▶ DATA RECORDS:
════════════════
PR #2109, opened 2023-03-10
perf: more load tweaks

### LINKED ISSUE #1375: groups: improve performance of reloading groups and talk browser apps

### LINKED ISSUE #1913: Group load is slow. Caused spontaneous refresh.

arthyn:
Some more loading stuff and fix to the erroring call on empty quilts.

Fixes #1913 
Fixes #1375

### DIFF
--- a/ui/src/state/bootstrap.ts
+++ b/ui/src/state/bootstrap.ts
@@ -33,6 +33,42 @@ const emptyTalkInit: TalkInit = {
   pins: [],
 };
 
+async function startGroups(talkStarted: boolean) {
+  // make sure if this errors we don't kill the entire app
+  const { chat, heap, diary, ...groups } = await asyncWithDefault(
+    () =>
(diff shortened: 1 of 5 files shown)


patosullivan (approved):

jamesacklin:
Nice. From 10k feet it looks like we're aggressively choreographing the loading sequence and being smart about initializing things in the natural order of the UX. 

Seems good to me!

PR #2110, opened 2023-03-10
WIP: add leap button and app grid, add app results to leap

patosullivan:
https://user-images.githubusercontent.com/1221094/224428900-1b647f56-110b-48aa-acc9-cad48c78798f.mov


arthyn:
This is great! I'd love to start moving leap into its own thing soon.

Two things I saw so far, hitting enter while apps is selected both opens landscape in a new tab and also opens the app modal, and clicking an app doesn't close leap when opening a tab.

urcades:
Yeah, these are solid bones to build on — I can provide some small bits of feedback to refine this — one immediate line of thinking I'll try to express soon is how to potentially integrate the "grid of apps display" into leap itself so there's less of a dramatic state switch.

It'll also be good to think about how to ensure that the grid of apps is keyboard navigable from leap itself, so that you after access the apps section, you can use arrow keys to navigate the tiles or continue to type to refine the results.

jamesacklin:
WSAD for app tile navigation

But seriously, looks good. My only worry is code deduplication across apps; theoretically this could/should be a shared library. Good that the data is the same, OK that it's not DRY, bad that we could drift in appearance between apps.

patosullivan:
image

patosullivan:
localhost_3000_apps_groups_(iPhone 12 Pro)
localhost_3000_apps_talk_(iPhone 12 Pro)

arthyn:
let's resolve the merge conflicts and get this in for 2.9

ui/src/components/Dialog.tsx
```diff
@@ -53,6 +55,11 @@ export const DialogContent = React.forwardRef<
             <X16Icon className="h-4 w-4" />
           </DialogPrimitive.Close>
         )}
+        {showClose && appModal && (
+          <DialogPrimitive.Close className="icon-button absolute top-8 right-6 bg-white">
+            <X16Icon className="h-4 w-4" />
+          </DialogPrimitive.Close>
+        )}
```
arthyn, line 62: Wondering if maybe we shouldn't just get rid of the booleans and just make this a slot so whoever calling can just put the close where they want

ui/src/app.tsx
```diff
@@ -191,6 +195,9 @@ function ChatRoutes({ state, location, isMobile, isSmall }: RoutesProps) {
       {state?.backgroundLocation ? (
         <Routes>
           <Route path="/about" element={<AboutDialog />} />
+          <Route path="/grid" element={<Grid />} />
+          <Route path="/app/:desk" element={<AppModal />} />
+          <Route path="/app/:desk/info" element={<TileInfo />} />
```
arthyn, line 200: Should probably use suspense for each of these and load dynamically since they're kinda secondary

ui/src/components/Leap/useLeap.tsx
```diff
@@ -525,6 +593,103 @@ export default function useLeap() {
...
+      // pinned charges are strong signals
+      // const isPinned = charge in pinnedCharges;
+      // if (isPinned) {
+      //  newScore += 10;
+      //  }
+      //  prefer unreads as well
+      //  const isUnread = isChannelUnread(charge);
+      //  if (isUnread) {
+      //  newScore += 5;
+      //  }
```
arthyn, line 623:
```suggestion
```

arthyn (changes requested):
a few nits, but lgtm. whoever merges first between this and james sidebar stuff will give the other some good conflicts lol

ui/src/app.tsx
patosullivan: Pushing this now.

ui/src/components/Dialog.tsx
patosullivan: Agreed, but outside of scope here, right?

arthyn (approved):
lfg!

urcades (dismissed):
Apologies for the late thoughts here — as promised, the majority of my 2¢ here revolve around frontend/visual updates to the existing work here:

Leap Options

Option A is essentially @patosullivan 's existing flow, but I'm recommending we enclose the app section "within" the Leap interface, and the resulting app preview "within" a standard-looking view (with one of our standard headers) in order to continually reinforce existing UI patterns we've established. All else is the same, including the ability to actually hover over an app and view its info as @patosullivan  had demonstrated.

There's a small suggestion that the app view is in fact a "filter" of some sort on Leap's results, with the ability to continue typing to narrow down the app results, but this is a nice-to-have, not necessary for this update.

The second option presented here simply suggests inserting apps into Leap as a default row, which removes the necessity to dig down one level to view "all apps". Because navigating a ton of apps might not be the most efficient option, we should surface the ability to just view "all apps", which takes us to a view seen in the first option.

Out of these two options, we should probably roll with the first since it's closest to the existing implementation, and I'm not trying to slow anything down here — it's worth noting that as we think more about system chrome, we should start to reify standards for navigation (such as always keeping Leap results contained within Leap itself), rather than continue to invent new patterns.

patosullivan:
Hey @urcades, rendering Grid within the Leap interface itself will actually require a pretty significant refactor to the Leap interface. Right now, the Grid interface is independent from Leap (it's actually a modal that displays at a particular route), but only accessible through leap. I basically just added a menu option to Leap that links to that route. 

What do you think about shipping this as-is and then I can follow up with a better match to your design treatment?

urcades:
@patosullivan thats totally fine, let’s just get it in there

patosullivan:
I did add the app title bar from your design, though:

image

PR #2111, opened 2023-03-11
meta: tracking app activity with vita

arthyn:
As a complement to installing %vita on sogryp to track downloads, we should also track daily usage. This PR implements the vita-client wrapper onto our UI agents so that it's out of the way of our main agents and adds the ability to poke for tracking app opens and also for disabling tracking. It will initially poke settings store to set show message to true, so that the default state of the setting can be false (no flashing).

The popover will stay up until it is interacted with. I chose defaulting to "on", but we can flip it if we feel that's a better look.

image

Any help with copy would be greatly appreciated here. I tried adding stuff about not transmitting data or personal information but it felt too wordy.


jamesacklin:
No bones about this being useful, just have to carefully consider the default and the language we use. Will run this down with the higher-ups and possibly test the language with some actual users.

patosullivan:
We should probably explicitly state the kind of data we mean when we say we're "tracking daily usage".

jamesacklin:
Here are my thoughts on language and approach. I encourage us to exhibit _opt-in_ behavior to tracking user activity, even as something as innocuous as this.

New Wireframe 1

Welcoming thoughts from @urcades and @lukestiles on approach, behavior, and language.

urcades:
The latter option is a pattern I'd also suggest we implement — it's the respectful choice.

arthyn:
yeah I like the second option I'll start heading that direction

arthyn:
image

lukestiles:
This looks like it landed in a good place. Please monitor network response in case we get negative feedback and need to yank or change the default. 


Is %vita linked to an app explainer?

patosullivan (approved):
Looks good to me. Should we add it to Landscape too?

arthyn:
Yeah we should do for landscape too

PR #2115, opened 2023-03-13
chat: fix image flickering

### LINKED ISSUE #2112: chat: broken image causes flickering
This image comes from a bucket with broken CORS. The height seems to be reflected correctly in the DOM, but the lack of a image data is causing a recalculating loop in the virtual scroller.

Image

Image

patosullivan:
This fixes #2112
════════════════
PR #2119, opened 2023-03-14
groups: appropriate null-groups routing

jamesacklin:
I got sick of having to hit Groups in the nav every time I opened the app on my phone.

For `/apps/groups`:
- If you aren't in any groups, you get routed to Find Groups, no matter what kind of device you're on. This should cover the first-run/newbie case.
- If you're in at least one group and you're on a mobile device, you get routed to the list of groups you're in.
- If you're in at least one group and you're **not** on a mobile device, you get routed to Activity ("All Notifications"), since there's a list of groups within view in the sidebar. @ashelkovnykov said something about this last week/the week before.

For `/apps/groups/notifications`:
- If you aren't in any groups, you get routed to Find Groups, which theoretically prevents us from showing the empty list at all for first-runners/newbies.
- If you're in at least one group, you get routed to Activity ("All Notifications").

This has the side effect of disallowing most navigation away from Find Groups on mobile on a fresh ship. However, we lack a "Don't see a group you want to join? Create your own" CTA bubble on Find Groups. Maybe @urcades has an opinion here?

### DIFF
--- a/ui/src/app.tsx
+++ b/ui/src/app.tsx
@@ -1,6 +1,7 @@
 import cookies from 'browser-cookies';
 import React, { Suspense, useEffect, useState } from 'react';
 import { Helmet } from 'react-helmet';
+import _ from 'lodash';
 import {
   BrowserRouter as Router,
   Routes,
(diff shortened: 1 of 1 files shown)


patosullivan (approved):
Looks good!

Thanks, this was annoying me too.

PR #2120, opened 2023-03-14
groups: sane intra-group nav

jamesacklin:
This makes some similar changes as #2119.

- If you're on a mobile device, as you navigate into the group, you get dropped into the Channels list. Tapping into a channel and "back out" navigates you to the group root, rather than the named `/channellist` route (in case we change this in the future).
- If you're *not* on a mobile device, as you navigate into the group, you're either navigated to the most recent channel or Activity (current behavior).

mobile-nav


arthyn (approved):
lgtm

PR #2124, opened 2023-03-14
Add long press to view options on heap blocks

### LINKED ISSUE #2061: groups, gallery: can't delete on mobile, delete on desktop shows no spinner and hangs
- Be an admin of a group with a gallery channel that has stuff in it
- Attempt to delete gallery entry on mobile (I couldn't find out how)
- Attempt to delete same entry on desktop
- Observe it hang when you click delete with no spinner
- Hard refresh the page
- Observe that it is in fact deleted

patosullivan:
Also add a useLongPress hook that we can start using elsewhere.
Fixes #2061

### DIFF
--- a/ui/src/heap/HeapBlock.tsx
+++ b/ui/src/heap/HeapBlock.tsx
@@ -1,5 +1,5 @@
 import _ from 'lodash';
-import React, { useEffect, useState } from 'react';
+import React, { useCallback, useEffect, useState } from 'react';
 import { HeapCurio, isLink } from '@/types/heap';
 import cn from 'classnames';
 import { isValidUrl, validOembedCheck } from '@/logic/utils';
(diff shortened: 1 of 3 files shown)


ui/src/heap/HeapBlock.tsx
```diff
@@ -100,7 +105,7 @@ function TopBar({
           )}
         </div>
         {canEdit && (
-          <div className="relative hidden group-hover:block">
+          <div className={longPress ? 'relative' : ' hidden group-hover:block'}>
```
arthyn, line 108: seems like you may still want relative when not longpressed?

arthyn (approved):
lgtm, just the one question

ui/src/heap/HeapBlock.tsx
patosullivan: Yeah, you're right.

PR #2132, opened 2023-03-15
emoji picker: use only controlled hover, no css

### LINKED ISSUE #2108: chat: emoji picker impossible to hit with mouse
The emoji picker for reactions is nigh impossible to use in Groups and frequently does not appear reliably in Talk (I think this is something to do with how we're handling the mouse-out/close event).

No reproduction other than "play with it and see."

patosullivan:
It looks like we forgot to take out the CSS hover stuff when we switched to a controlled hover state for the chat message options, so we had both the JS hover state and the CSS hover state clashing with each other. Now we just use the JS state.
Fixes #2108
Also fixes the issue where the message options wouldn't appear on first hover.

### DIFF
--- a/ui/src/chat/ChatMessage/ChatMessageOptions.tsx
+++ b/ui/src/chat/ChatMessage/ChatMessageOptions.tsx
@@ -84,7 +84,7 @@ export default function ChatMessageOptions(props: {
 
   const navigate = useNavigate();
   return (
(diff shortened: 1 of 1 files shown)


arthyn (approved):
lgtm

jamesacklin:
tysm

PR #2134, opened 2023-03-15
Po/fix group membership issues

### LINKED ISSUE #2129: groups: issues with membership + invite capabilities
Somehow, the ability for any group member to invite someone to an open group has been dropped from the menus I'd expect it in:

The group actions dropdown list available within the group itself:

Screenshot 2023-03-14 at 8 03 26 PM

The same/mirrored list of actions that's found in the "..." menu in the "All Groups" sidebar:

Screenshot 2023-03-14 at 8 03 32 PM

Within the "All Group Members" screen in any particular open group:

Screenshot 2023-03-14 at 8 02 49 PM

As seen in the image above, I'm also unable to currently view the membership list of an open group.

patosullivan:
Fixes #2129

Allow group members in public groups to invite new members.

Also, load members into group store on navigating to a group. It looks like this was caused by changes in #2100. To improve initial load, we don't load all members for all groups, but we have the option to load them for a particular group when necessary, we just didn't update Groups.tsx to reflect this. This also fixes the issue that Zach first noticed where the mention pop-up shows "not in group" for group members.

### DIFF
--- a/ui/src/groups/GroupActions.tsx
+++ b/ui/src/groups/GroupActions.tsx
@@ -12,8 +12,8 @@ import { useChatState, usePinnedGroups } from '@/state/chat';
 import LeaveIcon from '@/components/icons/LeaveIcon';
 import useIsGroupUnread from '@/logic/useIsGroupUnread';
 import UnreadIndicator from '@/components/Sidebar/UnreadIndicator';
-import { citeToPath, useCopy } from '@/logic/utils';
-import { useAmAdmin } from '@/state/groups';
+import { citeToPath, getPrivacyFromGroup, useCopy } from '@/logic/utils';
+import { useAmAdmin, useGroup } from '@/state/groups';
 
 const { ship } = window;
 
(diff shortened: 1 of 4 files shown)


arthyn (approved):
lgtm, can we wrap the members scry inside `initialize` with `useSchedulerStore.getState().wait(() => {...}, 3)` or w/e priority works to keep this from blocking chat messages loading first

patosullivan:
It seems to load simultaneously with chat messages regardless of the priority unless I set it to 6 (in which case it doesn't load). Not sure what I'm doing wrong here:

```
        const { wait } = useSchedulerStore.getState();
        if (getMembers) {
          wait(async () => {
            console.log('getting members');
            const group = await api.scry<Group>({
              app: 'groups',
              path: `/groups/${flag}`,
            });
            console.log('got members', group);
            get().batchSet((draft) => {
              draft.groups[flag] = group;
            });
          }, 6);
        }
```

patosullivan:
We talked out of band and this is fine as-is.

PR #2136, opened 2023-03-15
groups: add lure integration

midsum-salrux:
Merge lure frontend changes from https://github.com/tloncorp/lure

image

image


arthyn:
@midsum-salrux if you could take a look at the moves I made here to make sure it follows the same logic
════════════════
▶ TASK INSTRUCTIONS: Show every line above in which the word "entry" appears.

▶ PROBLEM SOLUTION:
- Attempt to delete gallery entry on mobile (I couldn't find out how)
- Attempt to delete same entry on desktop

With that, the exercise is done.